Monday, August 4, 2008

Concert Trek - Episode 19

91) Motorhead/Nashville Pussy/New American Shame (Friday, October 8, 1999—Roadhouse Ruby’s) Ticket price: $18.00

I became a convert to the church of Motorhead in the late ‘80s thanks to MTV’s “Headbanger’s Ball”, and I’d been dying to see Lemmy and the boys in concert for the longest time, but this was the first time (that I knew of, anyway) that they came to town since I got into the band.  I had to sit through two opening acts for this one, neither of which were particularly good.

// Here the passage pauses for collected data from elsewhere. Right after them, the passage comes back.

PR #280, opened 2020-04-01
Fix module functions

DavidS:
This changes all modules to use module functions, which
reduces the load on global namespaces, but requires some
adjustment to the tests.

This fixes the 'undefined method facts_from_node' error
seen in some test suites.

### DIFF
--- a/.travis.yml
+++ b/.travis.yml
@@ -26,9 +26,8 @@ jobs:
     before_script:
     - |
       set -e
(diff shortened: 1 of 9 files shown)


DavidS:
See validation of this change in https://github.com/puppetlabs/puppetlabs-motd/pull/299

DavidS:
Superseded by #281 , a more robust approach that works with different deployment scenarios

PR #281, opened 2020-04-02
Fixes `undefined method facts_from_node` error from 0.18.0

DavidS:
Fold in add_platform_field to where it can access facts_from_node

In some cases litmus usage would not make facts_from_node available in the namespace add_platform_field sees. Specifically differences in spec_helper_acceptance would change that.

This change adjusts unit testing to how `configure!` initialises the namespaces, fixes the unit tests and moves the previously separate HoneycombUtils into InventoryManipulation, where it has the necessary visibility.

Closes #280.


DavidS:
Validation of this fix running in https://github.com/puppetlabs/puppetlabs-motd/pull/299

PR #309, opened 2020-06-11
Ignore stderr of serverspec commands by setting request_pty to false

### LINKED ISSUE #129: Problem accessing host_inventory['facter'] facts.
The converting tests page documents how to access [facts](https://github.com/puppetlabs/puppet_litmus/wiki/converting-tests-from-beaker-rspec-to-litmus#checking-facts) using the serverspec helper.

In my attempts to convert one module, I ran into the following issue.
`host_inventory['facter']` was `nil`, so indexing into it caused the rspec code to fail before the actual examples were ever run.

```ruby
describe 'my_module' do
  if host_inventory['facter']['os']['release']['major'] == '18.04'
    it 'the manifest I only want to test on 18.04 works idempotently with no errors' do
      idempotent_apply("file { '/tmp/test': ensure => present }")
    end
  end
end
```

```
Failure/Error: host_inventory['facter']['os']['release']['major'] == '18.04'
NoMethodError:
  undefined method `[]' for nil:NilClass
```

After some debugging I traced the problem to specinfra [facter.rb](https://github.com/mizzy/specinfra/blob/a50fe04ec2ba6c13f2e315cee39f0d3dca328b14/lib/specinfra/host_inventory/facter.rb#L8)

`ret.stdout` started with the line `2019-06-04 15:45:19.950758 WARN  puppetlabs.facter - \e[0;33mskipping external facts for \"/opt/puppetlabs/puppet/cache/facts.d\": No such file or directory` and parsing of the YAML was then failing.

The warning *is* emitted by `facter --puppet --yaml` on stderr, but due to the way the example spec helper configures net-ssh  [(request_pty true](https://github.com/puppetlabs/puppetlabs-motd/blob/4fbb8f18235b0494d1865d47ec1254e3b9e6f7fe/spec/spec_helper_acceptance.rb#L39)), stderr gets merged with stdout and this is [unavoidable](https://github.com/net-ssh/net-ssh/issues/649#issuecomment-451736730).

Some possible solutions/workarounds:
* Before trying to access the facts, do an empty puppet apply or otherwise create the missing facts.d directory.
```ruby
idempotent_apply('') # This creates some directories needed to run facter without warnings.
describe 'my_module' do
  if host_inventory['facter']['os']['release']['major'] == '18.04'
    it 'the manifest I only want to test on 18.04 works idempotently with no errors' do
      idempotent_apply("file { '/tmp/test': ensure => present }")
    end
  end
end
```
* patch specinfra to redirect stderr to /dev/null
```ruby
ret = backend.run_command('facter --puppet --yaml 2>/dev/null')
```
Don't think this is gonna be acceptable though as specinfra supports windows too?
* litmus could provide its own helpers for accessing facts?
* Set request_pty => false (but I assume it was set to true for a valid reason)

lswith:
Fixes #129

### DIFF
--- a/lib/puppet_litmus/spec_helper_acceptance.rb
+++ b/lib/puppet_litmus/spec_helper_acceptance.rb
@@ -66,7 +66,7 @@ module PuppetLitmus
                end
         set :host,        options[:host_name] || host
         set :ssh_options, options
-        set :request_pty, true
+        set :request_pty, false
       elsif target_in_group(inventory_hash, ENV['TARGET_HOST'], 'winrm_nodes')
         require 'winrm'
 


DavidS:
Thanks for your contribution! Let's hope it doesn't have any other weird side effects.

Issue #311, opened 2020-06-18
uninitialized constant PuppetLitmus::VERSION in 0.18.3


TheMeier:
## Describe the Bug
Version 0.18.3 always fails with:

```
Failure/Error: require 'puppet_litmus'
NameError:
  uninitialized constant PuppetLitmus::VERSION
# ./vendor/bundle/ruby/2.5.0/gems/puppet_litmus-0.18.3/lib/puppet_litmus/rake_helper.rb:15:in `<top (required)>'
# ./vendor/bundle/ruby/2.5.0/gems/puppet_litmus-0.18.3/lib/puppet_litmus.rb:9:in `require'
# ./vendor/bundle/ruby/2.5.0/gems/puppet_litmus-0.18.3/lib/puppet_litmus.rb:9:in `<top (required)>'
```

sanfrancrisko:
Thanks for reporting @TheMeier - can I ask which module you encountered this in?

DavidS:
@sanfrancrisko @TheMeier can you try the patch in #312?

TheMeier:
@DavidS the patch is workuing fine for me.

TheMeier:
> Thanks for reporting @TheMeier - can I ask which module you encountered this in?

Local in-house only modules. We use gitlab with a config like this;
All our modules who have acceptance test have this problem

``yaml
....
acceptance debian puppet 6:
  variables:
    BUNDLE_GEMFILE: Gemfile.litmus
    PUPPET_GEM_VERSION: "< 6.12.0"
  stage: acceptance
  before_script:
  - bundle -v
  - rm Gemfile.lock || true
  - gem --version
  - bundle install --without system_tests --path vendor/bundle --jobs $(nproc)
  script:
  - bundle exec rake 'litmus:provision_list[debian]'
  - bundle exec bolt command run 'apt-get install wget lsb-release dirmngr -y' --inventoryfile
    inventory.yaml --targets='localhost*'
  - bundle exec rake 'litmus:install_agent[puppet6]'
  - bundle exec rake litmus:install_module
  - bundle exec rake litmus:acceptance:parallel
  after_script:
  - bundle exec rake litmus:tear_down

``

DavidS:
One thing to note, we've "recently" started providing a `configure!` method that we use in all our modules and we haven't seen this issue locally. 

See also https://github.com/puppetlabs/litmus/pull/6 for a potential improvement.

DavidS:
[...]

PR #312, opened 2020-06-18
Protect version reporting from undefined-ness

DavidS:
In some cases when setting up litmus, `PuppetLitmus::VERSION`
is not defined, even though it is required at the start of the
file.

To avoid issues like #311, add a safety check here.

Fixes: #311


DavidS:
We'll get a release out within the next couple of days: IAC-896

PR #315, opened 2020-07-09
Add run_bolt_plan helper

RandomNoun7:
Add run_bolt_plan helper

This change adds the ability for Litmus to run plans.

Plans are different from tasks in two major ways:

1. The target to run a plan against is a parameter to the plan, not to
Bolt. This means that target host is going to be a parameter to the plan
that the plan author has named whatever they like. As such the method
signature for the underlying `run_plan` helper in Boltspec has no target
param. As such
when calling a plan using this helper, it is up to the caller to know
the name of the parameter in the plan that will accept the target URI
and include the parameter and it's value in the `params` hash.

2. A plan is not a single executable that is copied to a target host
and run. As such there are no standard `exit_code`, `stdout` or `stderr`
nodes in the return we get from the Boltspec helper. We get only
`status` and `value` (A string array) if success, or `status` and
`value` (A complex object) if failure.

For backward compatibility and for ease of testing this new helper
creates a fake exit code, and it creates `stdout` and `stderr` keys in
the return object. The exit code is simply `0` if the plan succeeded and
`1` if it failed. The `stdout` key a string which is the `value` key of
the real result joined by line breaks. `Stderr` is is simply the `msg`
property of the `value` key if the result was a failure. If the result
was a success then `stderr` is nil.

Since `target_node_name` is not passed as a parameter to the underlying
Boltspec helper, it's only purpose here, and the reason it still exists
in this new function, is solely as a check to ensure that the target you
are about to pass to the plan exists in the inventory file you have
provided.

### DIFF
--- a/lib/puppet_litmus/puppet_helpers.rb
+++ b/lib/puppet_litmus/puppet_helpers.rb
@@ -339,6 +339,72 @@ module PuppetLitmus::PuppetHelpers
     end
   end
 
+  # Runs a plan against the target system.
+  #
+  # @param plan_name [String] The name of the task to run.
+  # @param params [Hash] key : value pairs to be passed to the task.
+  # @param opts [Hash] Alters the behaviour of the command. Valid options are
+  #  :expect_failures [Boolean] doesnt return an exit code of non-zero if the command failed.
+  #  :inventory_file [String] path to the inventory file to use with the task.
+  # @return [Object] A result object from the task.The values available are stdout, stderr and result.
+  def run_bolt_plan(plan_name, params = {}, opts = {})
+    Honeycomb.start_span(name: 'litmus.run_plan') do |span|
+      ENV['HTTP_X_HONEYCOMB_TRACE'] = span.to_trace_header
+      span.add_field('litmus.plan_name', plan_name)
+      span.add_field('litmus.params', params)
+      span.add_field('litmus.opts', opts)
+
+      config_data = { 'modulepath' => File.join(Dir.pwd, 'spec', 'fixtures', 'modules') }
+      target_node_name = targeting_localhost? ? 'litmus_localhost' : ENV['TARGET_HOST']
+      inventory_hash = if !opts[:inventory_file].nil? && File.exist?(opts[:inventory_file])
+                         inventory_hash_from_inventory_file(opts[:inventory_file])
+                       elsif File.exist?('inventory.yaml')
+                         inventory_hash_from_inventory_file('inventory.yaml')
+                       else
+                         localhost_inventory_hash
+                       end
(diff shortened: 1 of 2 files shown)


RandomNoun7:
Let me know if you would like this change. If you do I'll go ahead and write the tests. If not I'll figure something else out to get this done.

Running plans would be very useful for me. My current use case is I want to execute a plan in the [peadm](https://github.com/puppetlabs/puppetlabs-peadm) module that installs Puppet Enterprise. Using this module is a best practice for installing PE as it is maintained by the people at Puppet most interested in ensuring it functions properly and because it is far more flexible than anything I could write.

The inability for Litmus to run plans makes using this module impossible.

lib/puppet_litmus/puppet_helpers.rb
```diff
@@ -303,6 +303,64 @@ def run_bolt_task(task_name, params = {}, opts = {})
...
+      span.add_field('litmus.node_name', target_node_name)
+      add_platform_field(inventory_hash, target_node_name)
+
+      bolt_result = run_plan(plan_name, params, config: config_data, inventory: inventory_hash)
+      # Plans don't provide stdin and stdout streams. They only have a result.
+      # They don't provide an exit code either, just a 'success' value.
+      result_obj = {
+        status: nil,
+        result: nil,
+      }
```
tphoney, line 341:
```
result_obj = {
        exit_code: 0,
        stdout: nil,
        stderr: nil,
        result: bolt_result.first['value'],
      }
```
The reason for this is to allow backwards compatibility for beaker style tests. 
Granted we are adding something that beaker never had, but people still write tests where they check for status code, even though there is no status code. they just want to know if it failed with a .zero? check
You should be able to copy from https://github.com/puppetlabs/puppet_litmus/blob/b4f659013855d5900f2481bd2cc9fc2f56b7af2f/lib/puppet_litmus/puppet_helpers.rb#L245

RandomNoun7: Yeah I can add those. I'll just a comment in the code that they aren't real. Just placeholders as you say for compatibility.

RandomNoun7: Can I get away with just adding the exit code and not sdtout and stderr?

RandomNoun7: Don't mind me. I decided to add those in too.

RandomNoun7:
There seem to be a good number of rubocop violations that aren't caused by my PR. I don't know if you want to wait until those are resolved and tests pass before getting this in or not.

RandomNoun7:
Ping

First off, we had New American Shame, who lived up to their name—assuming they were new and American.  They played lame-o Rap-influenced thrash metal and a cover version of Quiet Riot’s “Metal Health”, and that’s about it.  Their occasional usage of sparklers and other garden-variety fireworks was interesting, but nothing for Kiss to worry about.  The four-piece co-ed band Nashville Pussy was next, and they featured a chick guitarist who resembled a cross between Lita Ford and Wendy O. Williams.  The redneck singer looked like he belonged in a Southern band, and he couldn’t sing worth a lick.  The bassist was a tall gangly-looking person whom I thought was a dude at first, but upon closer inspection was a chick!  She even did some fire-breathing that almost made Gene Simmons look like an amateur, doing not just one, but five bursts of flame, including three in one breath!  Nashville Pussy wrapped up their set with a cover of the song that indirectly inspired their name, Ted Nugent’s “Wang Dang Sweet Poontang”.  NP was a fairly energetic band, if not musically-gifted—your basic White Trash Rock band.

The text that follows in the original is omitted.